**Your goal:** Of all the lines below, output only those starting at the one with "Issue #1048, opened 2023-03-22" and ending at the one with "This fix uses", both ends included, exactly as written.

-- Data records follows --

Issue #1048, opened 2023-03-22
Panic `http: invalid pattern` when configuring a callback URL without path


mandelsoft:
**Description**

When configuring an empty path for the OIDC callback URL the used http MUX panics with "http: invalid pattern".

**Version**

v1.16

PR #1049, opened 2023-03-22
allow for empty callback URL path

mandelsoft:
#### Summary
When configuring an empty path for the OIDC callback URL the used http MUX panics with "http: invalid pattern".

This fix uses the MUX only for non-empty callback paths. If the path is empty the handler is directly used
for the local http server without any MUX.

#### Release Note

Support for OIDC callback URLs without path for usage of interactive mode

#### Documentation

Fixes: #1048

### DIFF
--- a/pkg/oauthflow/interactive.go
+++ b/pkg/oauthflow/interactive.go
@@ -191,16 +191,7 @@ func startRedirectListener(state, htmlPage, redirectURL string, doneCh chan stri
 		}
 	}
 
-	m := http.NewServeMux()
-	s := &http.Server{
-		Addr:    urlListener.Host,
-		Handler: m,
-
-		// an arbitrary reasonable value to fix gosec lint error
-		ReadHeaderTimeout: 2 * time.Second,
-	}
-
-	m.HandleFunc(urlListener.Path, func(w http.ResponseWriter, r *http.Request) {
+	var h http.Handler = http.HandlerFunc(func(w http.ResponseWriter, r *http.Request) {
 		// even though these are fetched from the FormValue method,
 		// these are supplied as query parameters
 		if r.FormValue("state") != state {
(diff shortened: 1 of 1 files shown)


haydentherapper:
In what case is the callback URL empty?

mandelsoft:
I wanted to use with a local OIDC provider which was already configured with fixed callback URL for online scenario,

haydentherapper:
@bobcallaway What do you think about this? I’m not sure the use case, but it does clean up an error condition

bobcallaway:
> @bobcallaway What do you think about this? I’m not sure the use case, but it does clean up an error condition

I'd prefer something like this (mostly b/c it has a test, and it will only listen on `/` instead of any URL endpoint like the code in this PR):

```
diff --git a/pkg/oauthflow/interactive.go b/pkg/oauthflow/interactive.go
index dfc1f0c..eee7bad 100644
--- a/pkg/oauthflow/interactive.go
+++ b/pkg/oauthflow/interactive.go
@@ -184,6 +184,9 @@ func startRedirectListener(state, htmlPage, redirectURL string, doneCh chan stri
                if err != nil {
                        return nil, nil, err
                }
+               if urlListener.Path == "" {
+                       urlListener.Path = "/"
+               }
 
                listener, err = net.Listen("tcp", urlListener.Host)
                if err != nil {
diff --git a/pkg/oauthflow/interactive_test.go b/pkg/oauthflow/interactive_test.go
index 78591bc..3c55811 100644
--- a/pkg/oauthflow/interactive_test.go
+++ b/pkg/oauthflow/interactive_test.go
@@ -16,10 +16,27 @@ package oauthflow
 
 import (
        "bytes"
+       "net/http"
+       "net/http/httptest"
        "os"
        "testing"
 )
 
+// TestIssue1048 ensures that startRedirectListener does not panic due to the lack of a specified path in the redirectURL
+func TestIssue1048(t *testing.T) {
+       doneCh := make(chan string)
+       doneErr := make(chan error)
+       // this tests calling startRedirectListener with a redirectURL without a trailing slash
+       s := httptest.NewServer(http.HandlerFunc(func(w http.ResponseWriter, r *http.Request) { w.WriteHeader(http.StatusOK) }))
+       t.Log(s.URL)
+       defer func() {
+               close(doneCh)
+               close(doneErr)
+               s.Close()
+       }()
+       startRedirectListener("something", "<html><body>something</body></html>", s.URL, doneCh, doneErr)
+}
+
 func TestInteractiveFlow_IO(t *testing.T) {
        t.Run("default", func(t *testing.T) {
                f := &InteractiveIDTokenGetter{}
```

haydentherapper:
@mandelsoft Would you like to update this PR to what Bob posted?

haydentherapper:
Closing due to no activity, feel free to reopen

-- Data records concluded --
-- Data records follows --

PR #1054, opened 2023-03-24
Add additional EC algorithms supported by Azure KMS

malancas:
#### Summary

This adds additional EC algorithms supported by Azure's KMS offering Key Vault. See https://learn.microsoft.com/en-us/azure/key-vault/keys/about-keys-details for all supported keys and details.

-- Data records concluded --
-- Data records follows --

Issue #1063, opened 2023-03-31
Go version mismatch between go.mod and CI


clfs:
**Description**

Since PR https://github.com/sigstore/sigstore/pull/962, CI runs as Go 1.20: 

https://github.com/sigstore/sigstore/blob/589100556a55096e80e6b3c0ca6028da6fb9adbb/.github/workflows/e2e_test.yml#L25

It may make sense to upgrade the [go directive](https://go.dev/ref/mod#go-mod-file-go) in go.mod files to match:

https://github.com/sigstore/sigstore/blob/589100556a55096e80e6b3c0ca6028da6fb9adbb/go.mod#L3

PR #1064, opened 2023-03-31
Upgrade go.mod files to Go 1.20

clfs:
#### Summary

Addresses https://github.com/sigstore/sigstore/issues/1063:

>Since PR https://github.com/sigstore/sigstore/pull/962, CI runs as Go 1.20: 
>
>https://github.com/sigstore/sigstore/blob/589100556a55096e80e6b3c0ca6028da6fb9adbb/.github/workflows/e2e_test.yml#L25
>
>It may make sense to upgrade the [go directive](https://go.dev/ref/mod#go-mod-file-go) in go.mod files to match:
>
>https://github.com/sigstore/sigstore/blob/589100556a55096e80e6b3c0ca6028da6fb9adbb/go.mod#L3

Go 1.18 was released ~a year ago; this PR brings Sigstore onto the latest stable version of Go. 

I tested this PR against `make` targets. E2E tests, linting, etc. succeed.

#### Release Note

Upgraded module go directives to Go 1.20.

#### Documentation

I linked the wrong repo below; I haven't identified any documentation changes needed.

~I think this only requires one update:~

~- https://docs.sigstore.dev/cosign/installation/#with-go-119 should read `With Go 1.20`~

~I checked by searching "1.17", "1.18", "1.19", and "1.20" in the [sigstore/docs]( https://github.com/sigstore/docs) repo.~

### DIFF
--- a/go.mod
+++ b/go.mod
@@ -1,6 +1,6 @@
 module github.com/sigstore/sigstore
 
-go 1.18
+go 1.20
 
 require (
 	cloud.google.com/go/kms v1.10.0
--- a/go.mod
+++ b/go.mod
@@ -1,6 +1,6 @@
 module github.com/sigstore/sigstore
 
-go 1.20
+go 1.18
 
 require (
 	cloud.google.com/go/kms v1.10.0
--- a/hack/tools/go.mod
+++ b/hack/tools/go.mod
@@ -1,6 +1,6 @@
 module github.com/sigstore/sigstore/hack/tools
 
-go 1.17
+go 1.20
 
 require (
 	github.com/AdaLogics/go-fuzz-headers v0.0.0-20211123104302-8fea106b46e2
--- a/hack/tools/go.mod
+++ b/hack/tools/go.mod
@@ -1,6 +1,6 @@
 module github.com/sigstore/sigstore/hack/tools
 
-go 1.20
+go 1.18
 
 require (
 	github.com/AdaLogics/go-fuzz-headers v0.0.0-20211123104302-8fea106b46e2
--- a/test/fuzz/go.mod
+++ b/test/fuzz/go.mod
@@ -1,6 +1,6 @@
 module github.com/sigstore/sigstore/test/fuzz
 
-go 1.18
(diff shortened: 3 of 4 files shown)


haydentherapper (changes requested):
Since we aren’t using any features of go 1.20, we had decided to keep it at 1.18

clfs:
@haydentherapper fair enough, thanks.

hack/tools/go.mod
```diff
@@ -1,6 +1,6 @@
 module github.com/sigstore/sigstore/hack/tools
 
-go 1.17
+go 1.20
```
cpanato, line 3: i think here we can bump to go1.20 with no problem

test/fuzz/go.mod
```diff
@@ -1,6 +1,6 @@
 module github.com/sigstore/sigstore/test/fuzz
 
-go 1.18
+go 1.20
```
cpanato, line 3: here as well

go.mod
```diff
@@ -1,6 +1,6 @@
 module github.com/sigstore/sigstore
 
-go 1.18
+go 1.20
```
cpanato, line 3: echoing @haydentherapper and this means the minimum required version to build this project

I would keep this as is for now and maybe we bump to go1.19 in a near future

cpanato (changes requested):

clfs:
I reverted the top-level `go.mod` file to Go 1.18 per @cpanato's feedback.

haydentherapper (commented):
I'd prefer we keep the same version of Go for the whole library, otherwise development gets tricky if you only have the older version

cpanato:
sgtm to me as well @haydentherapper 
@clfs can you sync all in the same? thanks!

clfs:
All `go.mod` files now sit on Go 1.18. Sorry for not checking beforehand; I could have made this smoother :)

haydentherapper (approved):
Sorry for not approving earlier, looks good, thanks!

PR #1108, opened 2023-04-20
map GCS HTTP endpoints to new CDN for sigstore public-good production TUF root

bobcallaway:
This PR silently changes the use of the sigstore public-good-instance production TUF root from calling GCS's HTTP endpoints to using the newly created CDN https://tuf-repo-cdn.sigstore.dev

-- Data records concluded --

**Solution to this exercise:**
Issue #1048, opened 2023-03-22
Panic `http: invalid pattern` when configuring a callback URL without path


mandelsoft:
**Description**

When configuring an empty path for the OIDC callback URL the used http MUX panics with "http: invalid pattern".

**Version**

v1.16

PR #1049, opened 2023-03-22
allow for empty callback URL path

mandelsoft:
#### Summary
When configuring an empty path for the OIDC callback URL the used http MUX panics with "http: invalid pattern".

This fix uses the MUX only for non-empty callback paths. If the path is empty the handler is directly used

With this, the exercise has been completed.